Hydrospheredata / hydro-serving-gateway

Part of the Hydrosphere.io project.
http://docs.hydrosphere.io
Apache License 2.0
3 stars 7 forks source link

Improve shadowing execution #28

Open KineticCookie opened 4 years ago

KineticCookie commented 4 years ago

Improve A/B execution by defining return value BEFORE execution happens.

Valenzione commented 4 years ago

I'll throw in a little bit more context to let this be a good-first-issue.

Hydro-serving is able to shadow data between multiple model variants in a serving application.


i.e. A 5% canary test can look like this

Application ‘A’
    |
    | - Variant 1: model ‘a’ version 1. weight=95
    | - Variant 2: model ‘a’ version 2. weight=5

How shadowing is done:

  1. Whenever a serving application endpoint receives a request it shadows received data to all model variants for processing.
  2. Only after all model variants produce outputs we choose an output from one of these models randomly, according to the weights associated with each of these model variants.

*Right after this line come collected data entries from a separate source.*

PR #5470, opened 2017-10-26
Enable downloadProgressListener_indefinitely

beeender:
In createRemoteData we try to identify the uploading is finished by two
conditions:

- Check if the newly created data exists in the Realm on the callback thread.
- Check if uploadable == uploaded

This works if the callback is called on the sync client thread.
But actually there is a chance the callback gets called immediately after
registered because of some other data created before just got uploaded. In
this case, the data does exist in the Realm on the caller thread (we just
add on the same thread), and the uploaded could equal to the uploadable.

By only accept the callback on the sync client thread by if (threadId ==
Thread.currentThread().getId()) will make sure the data has been uploaded.

### DIFF
--- a/realm/realm-library/src/syncIntegrationTest/java/io/realm/objectserver/ProgressListenerTests.java
+++ b/realm/realm-library/src/syncIntegrationTest/java/io/realm/objectserver/ProgressListenerTests.java
@@ -18,7 +18,6 @@ package io.realm.objectserver;
 
 import android.support.test.runner.AndroidJUnit4;
 
-import org.junit.Ignore;
 import org.junit.Rule;
 import org.junit.Test;
 import org.junit.runner.RunWith;
@@ -35,6 +34,7 @@ import io.realm.Progress;
 import io.realm.ProgressListener;
 import io.realm.ProgressMode;
 import io.realm.Realm;
+import io.realm.RealmConfiguration;
 import io.realm.StandardIntegrationTest;
 import io.realm.SyncConfiguration;
 import io.realm.SyncManager;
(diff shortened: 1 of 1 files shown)


realm/realm-library/src/syncIntegrationTest/java/io/realm/objectserver/ProgressListenerTests.java
```diff
@@ -83,19 +83,23 @@ private void assertTransferComplete(Progress progress, boolean nonZeroChange) {
...
         writeSampleData(realm);
 
+        final long threadId = Thread.currentThread().getId();
+
         session.addUploadProgressListener(ProgressMode.INDEFINITELY, new ProgressListener() {
             @Override
             public void onChange(Progress progress) {
+                // FIXME: This check is to make sure before this method returns, all the uploads has been done.
+                // See https://github.com/realm/realm-object-store/issues/581#issuecomment-339353832
+                if (threadId == Thread.currentThread().getId()) {
```
cmelchior: Shouldn't this check be moved into the library implementation? If we have this bug, end users will also run into it?

beeender: I think the API design is actually buggy, moving the checking to implementation will create other issues -- like user wants to get the progress made by other threads.

We really need to address https://github.com/realm/realm-object-store/issues/581#issuecomment-339353832

cmelchior: Good point. This isn't about thread ID's but Realm versions. My bad

PR #5471, opened 2017-10-26
[skip ci][WIP]Simplify copy/insert in Proxy

beeender:
The logic for insert can be just reused by the copy. The only difference
is returning a RealmObject or not, which can be created with a row
index.


realm/realm-library/src/main/java/io/realm/Realm.java
```diff
@@ -1203,11 +1213,14 @@ public void insertOrUpdate(RealmModel object) {
             return new ArrayList<>(0);
         }
 
-        Map<RealmModel, RealmObjectProxy> cache = new HashMap<>();
+        Map<RealmModel, Long> cache = new HashMap<>();
         ArrayList<E> realmObjects = new ArrayList<>();
```
Zhuinden: This could be optimized for larger data sets by receiving a size, or doing

    LinkedList<T> realmObjects = new LinkedList<>();
    for(T t : objects) {
        realmObjects.add(t); // something something
    }
    return new ArrayList<>(realmObjects);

Thus, we shadow incoming data to all model variants but return output only from a single one.

Since we wait for all model variants to finish output calculation we are left with incorrect latency which is a maximum latency of all model variants.

To improve throughput and calculate latency properly per each model variant we need to stop waiting for all model variants to produce their outputs and choose the model which output will be returned before outputs are calculated.